> Exercise input
Issue #3377, opened 2017-04-01
Add database connection doesn't handle AAD 


MikhailArkhipov:

MikhailArkhipov:
https://github.com/Microsoft/RTVS/commit/3899f4e70e0ce43eb4468d86de940aec2c0f3c4d

Issue #3354, opened 2017-03-27
Graphic window appears every time I start Visual Studio


lebelinoz:
I created a new R project in **Visual Studio with R Tools 1.0**.  Now, every time I open the solution from Visual Studio, a separate "Graphics" window appears.  How do I stop this from happening?

Projects created with **Visual Studio with R Tools 0.5** do not have this problem. _(erratum: yes it does)_

huguesv:
Hi Alain, could you please paste a screenshot that shows this window?

lebelinoz:
![image](https://cloud.githubusercontent.com/assets/10016385/24379722/0886c9bc-1394-11e7-88dc-44c90a8ce800.png)

huguesv:
I don't really know what that thing is. I suppose it reappears when you click Reset on the Interactive Window?  Could it be part of your R profile startup script?
http://www.onthelambda.com/2014/09/17/fun-with-rprofile-and-customizing-r-startup/

huguesv:
You would see it in R-Gui too if it's from your startup script.

lebelinoz:
No, there's no .Rprofile file.  None was created when I let R Tools 1.0 create a new R project for me, and I didn't add one.

MikhailArkhipov:
Could you post high res image? I can't tell hat are menu items there. Does the window close when you close VS or does it stay? If it stays, is there a process in task manager that can be associated with it? I.e. task that has same icon, for example?

lebelinoz:
The menu items are

- Deducer
- Data
- Analysis
- Plots

There is something in Task Manager:  it's **Microsoft R Host**.  Ending that task makes the window go away without any consequences (though, to be fair, so does clicking the **X** in the corner of the window.

The window disappears on its own the instant I start closing Visual Studio.  In fact, it (and its task in Task Manager) disappears _before_ I get the "Save changes?" dialog.

lebelinoz:
**Erratum:**  Actually, that Graphics window appears whenever I open an R project in Visual Studio, regardless of whether I created the project with R Tools 0.5 or 1.0

MikhailArkhipov:
R Host is RTVS process which loads R.dll. The window appears to be something that may be coming from one of R packages automatically loaded by R. http://www.deducer.org/pmwiki/pmwiki.php?n=Main.DeducerManual perhaps?

lebelinoz:
[...]

PR #3388, opened 2017-04-04
#3354 #3377

MikhailArkhipov:
#3354 Graphic window appears every time I start Visual Studio
- suppress `utils::win*` on remote and non-interactive

#3377 Add database connection doesn't handle AAD
- improve SQL/ODBC conversion
- detect AAD on Azure
- Use ODBC 13 driver for AAD/Azure
- prompt to install new ODBC driver if missing
- tests


src/Host/Client/Impl/Session/RSession.cs
```diff
@@ -488,6 +496,19 @@ public Task StartHostAsync(RHostStartupInfo startupInfo, IRSessionCallback callb
 "));
         }
 
+        private static Task SuppressUI(IRExpressionEvaluator eval) {
+            // # Suppress Windows UI 
+            // http://astrostatistics.psu.edu/datasets/R/html/utils/html/winMenus.html
+            return eval.ExecuteAsync(@"
+                rtvs:::suppress_function('bringToTop', 'grDevices');
```
karthiknadig: Can we do this entirely in R? as in rtvs:::suppress_all(), this way we don'y need to eval the replacement function each time.

int19h: There's only one eval here, it just calls the function multiple times.

karthiknadig: i meant this eval in the R code:
 replacement <- eval(parse(text = "function(...) { stop('Not supported') }"));

src/Host/Client/Impl/rtvs/R/overrides.R
```diff
@@ -82,3 +82,25 @@ remove.packages <- function(...) {
     utils::remove.packages(...)
     invisible(rtvs:::send_notification('!PackagesRemoved'))
 }
+
+suppress_function <- function(function_name, package_name) {
+    package_spec <- paste("package:", package_name, sep='');
+    # The message may only become visible in remote session.
+    # TODO: provide localized replacement.
+    replacement <- eval(parse(text = "function(...) { stop('Not supported') }"));
```
int19h: I don't think you need eval here, and you definitely don't need parse. If eval is needed, you can use quote:
```r
replacement <- eval(quote(function(...) { stop('Not supported') }))
```
But I don't see the reason for eval, either. You should just be able to use the function literal directly.

int19h:
👍

PR #3392, opened 2017-04-05
VSTS 402127 - 'Name' is missing in accessible properties

MikhailArkhipov:
Give name matching label of the text and combo boxes.


int19h:
👍

AlexanderSher:
👍 , though I don't believe anyone who requires narrator would use those windows - it is simpler to just type the command in REPL

PR #3403, opened 2017-04-09
#3398 #3399 #3400

MikhailArkhipov:
#3399 edit(file = '') is broken on VS 2017
- not specific to 2017.
- Fixed incorrect calculation of ~/
- Made reliable opening of files since some 'traditional' methods fail on CPS
- If file is already opened, just activate

#3398 Get tooltip for nested function call
- Use AST rather than signature help utilities

#3400 Update package installed in Program Files crashed RTVS
- Hide button as we do with uninstall. Packages in Program Files location cannot be uninstalled or updated
- Added exception handling just in case


src/Package/Impl/DataInspect/Viewers/FileEditor.cs
```diff
@@ -58,31 +58,32 @@ internal sealed class FileEditor : IFileEditor {
 
             if (!string.IsNullOrEmpty(fileName)) {
                 try {
-                    if (!Path.IsPathRooted(fileName)) {
+                    if (fileName.StartsWithOrdinal("~\\")) {
```
int19h: Shouldn't this (also) check for `~/`?

MikhailArkhipov: It is converted `fileName?.FromRPath();` above

src/Common/Core/Impl/Extensions/IOExtensions.cs
```diff
@@ -135,5 +135,15 @@ public static class IOExtensions {
             }
             return allowWrite && !denyWrite;
         }
+
+        public static string NormalizePath(this string path) {
```
AlexanderSher: How is it different from `System.IO.Path.GetFullPath`?

MikhailArkhipov: Does `GetFullPath` normalize? I thought it does nothing to rooted ie `c:\foo\.\..\` remains. But if it indeed does the right thing, we dont need `NormalizePath`.

AlexanderSher: At least `System.IO.Path.GetFullPath(@"c:\FusionLog/..\NVIDIA/DisplayDriver\")` produced `"c:\\NVIDIA\\DisplayDriver\\"`

src/R/Editor/Test/QuickInfo/QuickInfoSourceTest.cs
```diff
@@ -66,16 +65,26 @@ class Session {
                 .Which.ToString().Should().StartWith("as.Date.character(x, ...)");
         }
 
+        [CompositeTest]
+        [InlineData(2, "sin(")]
+        [InlineData(5, "cos(")]
+        [InlineData(8, "cos(")]
+        [InlineData(11, "sin(")]
+        public async Task NestedCallTest(int position, string name) {
```
AlexanderSher: Do you want to check for second nested parameter and for multiple nested?

src/R/Editor/Impl/QuickInfo/QuickInfoSource.cs
```diff
@@ -57,61 +59,82 @@ internal sealed class QuickInfoSource : IQuickInfoSource {
...
+                int wrapLength = Math.Min(SignatureInfo.MaxSignatureLength, signatureString.Length);
+                string text;
+
+                if (string.IsNullOrWhiteSpace(functionInfo.Description)) {
+                    text = string.Empty;
+                } else {
+                    // VS may end showing very long tooltip so we need to keep 
+                    // description reasonably short: typically about
+                    // same length as the function signature.
+                    text = signatureString + "\r\n" + functionInfo.Description.Wrap(wrapLength);
```
AlexanderSher: `FormattableString`?

MikhailArkhipov: Yeah, I will look into cleaning this up in the editor split. There is bunch of old code here.

src/R/Editor/Test/QuickInfo/QuickInfoSourceTest.cs
MikhailArkhipov: Sure we can do that

src/Common/Core/Impl/Extensions/IOExtensions.cs
MikhailArkhipov: OK.

AlexanderSher:
👍 
@int19h , can you please take a look one more time?

int19h:
👍

PR #13762, opened 2020-10-24
domoticz: fix compilation with python 3.9

neheb:
Added Fedora patch to fix compilation.

Added python3 dependency as it seems it's needed now.

Signed-off-by: Rosen Penev <rosenp@gmail.com>

Maintainer: @dwmw2 
Compile tested: ath79

Fixes: https://github.com/openwrt/packages/issues/13757

PR #13802, opened 2020-10-29
setools: fix compilation with python 3.9

neheb:
Don't warn on deprecated declarations.

Remove format patch. Better to fix the warnings.

Maintainer: @flyn-org 
Compile tested: ath79


flyn-org:
CI pipelines are still running, but this looks good to me. Thank you!

utils/setools/patches/020-no-deprecated.patch
```diff
@@ -0,0 +1,10 @@
+--- a/setup.py
++++ b/setup.py
+@@ -126,6 +126,7 @@ ext_py_mods = [Extension('setools.policyrep', ['setools/policyrep.pyx'],
+                                              '-Wno-unreachable-code',
+                                              '-Wno-implicit-fallthrough',
+                                              '-Wno-cast-function-type',
++                                             '-Wno-deprecated-declarations',
```
BKPepe, line 7: Why this was not submitted to upstream? There is no commit message in this patch.

neheb: This is not a proper fix. The issue is that setools uses APIs deprecated by Python3. The only reason the build fails is because it passes -Werror.

BKPepe: Which one? This is a missing here. You are doing some changes, which are not documented. Neither reported to upstream to issue.

neheb: No idea which APIs are used. I don't care much for python.

Upstream will find out eventually. Python 3.9 only recently got released.

BKPepe: This is not a good approach.

jefferyto: See also #13762 - I'm not a fan of just getting things to compile without making sure it works / fixing the underlying issue.

BKPepe: I would be rather if I don't know about that. As this is such bad.

PR #13804, opened 2020-10-29
DDNS cloudflare: Separate __HOST and __DOMAIN variables

Qrbaker:
Maintainer: @feckert (find it by checking history of the package Makefile)
Run tested: 
* Arch: ARMv7 Processor rev 1 (v7l)
* model: Linksys WRT3200ACM 
* version: OpenWrt 19.07.0-rc1 r10649-c4fdb377a2

## Description
This small update allows the user to more effectively use the LuCI GUI to create Cloudflare DDNS entries with subdomains. Previously, the user needed to ignore the "lookup hostname" field and instead write into the domain field `subdomain@example.com`.

Now the user may put `subdomain.example.com` in the lookup hostname field, and `example.com` in the domain field.

If configuring over CLI, the config will look similar to the following:

```
config service 'my_ddns'
        option service_name 'cloudflare.com-v4'
        option enabled '1'
        option username '<CloudFlare email>'
        option password '<CloudFlare API Key>'
        option use_https '1'
        option lookup_host 'subdomain.example.com'
        option domain 'example.com'
```
## Example of GUI Configuration
image


neheb:
Needs a PKG_RELEASE bump.

Also, please rebase against master.

Issue #13735, opened 2020-10-21
umurmur: config file location is wrong


fatbob313:
Maintainer: @micmac1
Environment: trunk

Description:
Since some time back, maybe a year, the location of the configuration file is searched for at:
```/usr/etc/umurmur.conf``` 
instead of the correct place:
```/etc/umurmur.conf```
But sometimes when I update to a new release it uses the correct path, which is confusing, is it a race condition in the build system?

I tried decoding how the path is set. In uMurmur I can find where it is set:
https://github.com/umurmur/umurmur/blob/55689f8918dde299c47c06eee4b8eda4a1c9889e/src/config.h.in#L14

I'm CMake illiterate. Is CMAKE_INSTALL_PREFIX wrong var to use here? Should the issue be directed to uMurmur instead?

micmac1:
Hi there,

You already reported this upstream [here](https://github.com/umurmur/umurmur/issues/146). I think upstream is the right place to discuss this. In OpenWrt this could probably be worked around by patching the init script to call umurmurd with the "-c /etc/umurmur.conf".

Anyway, I'm not the maintainer here. Removing myself from this issue.

Regards,
Seb

PR #13812, opened 2020-10-30
umurmur: Specify config file location at startup

fatbob313:
...to workaround issue where default location is set to '/usr/etc/...'

Maintainer: me 
Compile tested: On Ubuntu WSL. Target arm-cortex-a15 (Netgear Nighthawk R7800), OpenWrt r14728-21cf17bb4c
Run tested: On same as above. Verified startup OK)

Refer to issue https://github.com/openwrt/packages/issues/13735#issue-726463731

### DIFF
--- a/net/umurmur/patches/020-specify-conffile-path.patch
+++ b/net/umurmur/patches/020-specify-conffile-path.patch
@@ -1,0 +1,13 @@
+diff --git a/openwrt/files/umurmur.init b/openwrt/files/umurmur.init
+index 392cd69..7223d03 100644
+--- a/openwrt/files/umurmur.init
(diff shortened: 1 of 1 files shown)


BKPepe:
Hello,

Thank you for your contribution. Would you please send this PR first to upstream and then backport the patch here?

Also, in the Makefile of urmurmur you need to increase the version of PKG_RELEASE. This is for case when someone has already installed umurmur and the system will not be aware that there is a new version. Right now, it will just affect new installations.

fatbob313:
Thanks!
I 'll fix this upstream instead + a bunch of other issues and get back with a new pull req. Closing this now.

> What you need to do
Reply with one number, the count of lines in the entries that hold the string "remote".

> Completed task
2